Seed germination is affected by cytokinins, but the requirements for exogenous cytokinins vary greatly among orchid species (Yao et al. 2021). The seed germination of Epidendrum fulgens Brongn. does not require additional cytokinins because of the sufficient endogenous cytokinins in the seeds (Mercier and Kerbauy 1991). On the contrary, the requirement for cytokinins in seed germination has been reported in several Cypripedium species (De Pauw et al. 2015; Perner et al. 2022). Although mature seeds of P. spicerianum could germinate on medium without cytokinins, the application of 2iP and KN promoted the germination of mature seeds (Fig. 4). This may be because of the presence of an inadequate level of endogenous cytokinins in those ungerminated seeds. In P. spicerianum, the accumulation of a higher level of ABA was observed in mature seeds (Fang et al. 2021). It has been suggested that cytokinins may enhance seed germination by counteracting the inhibitory effects of ABA (Davies 2004; Thomas et al. 1997). The supplement of cytokinins in the culture medium may overcome the inhibitory influence of ABA and consequently accelerate germination. After germination, the proliferation of protocorms or callus induction from developing protocorms of Paphiopedilum can be induced by the supplementation of cytokinins or in combination with auxins (Nhut et al. 2005; Zeng et al. 2013), but the histological pathway for the formation of multiple protocorms is scarce. In this study, the presence of some meristemoids in the amorphous protocorm could be frequently observed on the medium with exogenous cytokinins (Fig. 5). The proliferation and further differentiation of these meristemoid cells can result in the formation of multiple protocorms. In the control or at low cytokinin concentrations, a single protocorm with a distinct shoot apical meristem elongates and then eventually forms a shoot.
Conclusions
In conclusion, our study reveals the crucial anatomical events occurring during the seed development of P. spicerianum, spanning from fertilization to seed maturity, within a defined timeframe. Notably, we observed a prolonged quiescent period, ∼45 d at the zygote stage, which likely contributes to the extended fruiting period characteristic of this species.
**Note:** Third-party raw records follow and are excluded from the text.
PR #568, opened 2020-10-23
Remove and correct duplicate agencies.

devinleighsmith:


devinleighsmith:
Due to what I can only describe as severe incompetence, I included some correctAgencies artifacts in a previous PR by mistake. We regret the error.

Fosol (approved):

PR #581, opened 2020-10-28
PA-635 add frontend tests for SPL Reports page and related functionality

devinleighsmith:


frontend/src/features/splReports/components/SplReportLayout.scss
```diff
@@ -61,7 +61,6 @@
 
   .tbody {
     max-height: calc(100vh - #{$footer-height} - #{$header-height} - #{$navbar-height} - 110px);
-    background-color: red;
```
devinleighsmith, line 64: How this got in here I'll never understand.

frontend/src/features/splReports/components/ReportControls.tsx
```diff
@@ -147,7 +146,12 @@ const ReportControls: React.FunctionComponent<IReportControlsProps> = ({
                 <Button
                   className="h-75 mr-auto"
                   type="submit"
-                  disabled={(!dirty && originalReport?.to === currentReport?.to) || !values.id}
+                  disabled={
+                    (!dirty &&
+                      originalReport?.to === currentReport?.to &&
+                      originalReport?.from === currentReport?.from) ||
```
devinleighsmith, line 152: from has the same issue as to.

frontend/src/components/common/form/Check.tsx
```diff
@@ -85,7 +85,6 @@ export const Check: React.FC<CheckProps> = ({
             required={required}
             disabled={disabled}
             custom={custom}
-            defaultChecked={!!checked}
```
devinleighsmith, line 88: Having both checked and defaultchecked throws a warning, controlled components should be using the checked prop so I've switched to that.

frontend/src/components/common/form/Input.tsx
```diff
@@ -94,30 +94,29 @@ export const Input: React.FC<InputProps> = ({
           {!!tooltip && <TooltipIcon toolTipId={`${field}-tooltip`} toolTip={tooltip} />}
         </Form.Label>
       )}
-      <span className={className}>
```
devinleighsmith, line 97: As far as I can see there is no reason for this span to be here, I've had a look through the pages affected by removing this and there doesn't appear to be a difference. Removing this:
simplifies the dom
makes findByLabelText work

frontend/src/features/splReports/containers/SplReportContainer.tsx
```diff
@@ -101,19 +95,6 @@ const SplReportContainer: React.FunctionComponent<ISplReportContainerProps> = ()
     setCurrentReport(report);
     setSnapshots(data);
   };
-  const exportReport = (report: IReport, accept: 'csv' | 'excel') => {
```
devinleighsmith, line 104: This makes more sense to be in the api hook.

frontend/src/features/splReports/hooks/useRouterReport.ts
```diff
@@ -34,17 +34,16 @@ export const useRouterReport = ({
...
 
   //When this hook loads, override the value of the filter with the search params. Should run once as originalSearch should never change.
   useDeepCompareEffect(() => {
-    if (reports?.length) {
+    if (reports?.length && currentReport?.id === undefined) {
       const filterFromParams = paramsToObject(originalSearch);
       if (filterFromParams.reportId) {
         const report = _.find(reports, { id: +filterFromParams.reportId });
         setCurrentReport(report ?? reports[0]);
-        setOriginalSearch('');
```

By providing a precise timeline of developmental stages, our findings offer valuable insights into determining the optimal stage for seed collection and enhancing seed germination efficiency. Furthermore, our investigation reveals that the addition of cytokinins not only facilitated germination but also led to an increase in the formation of amorphous protocorms. Overall, our study contributes fundamental knowledge essential for the mass propagation of P. spicerianum to meet commercial demands and aid in the conservation efforts of this endangered orchid species.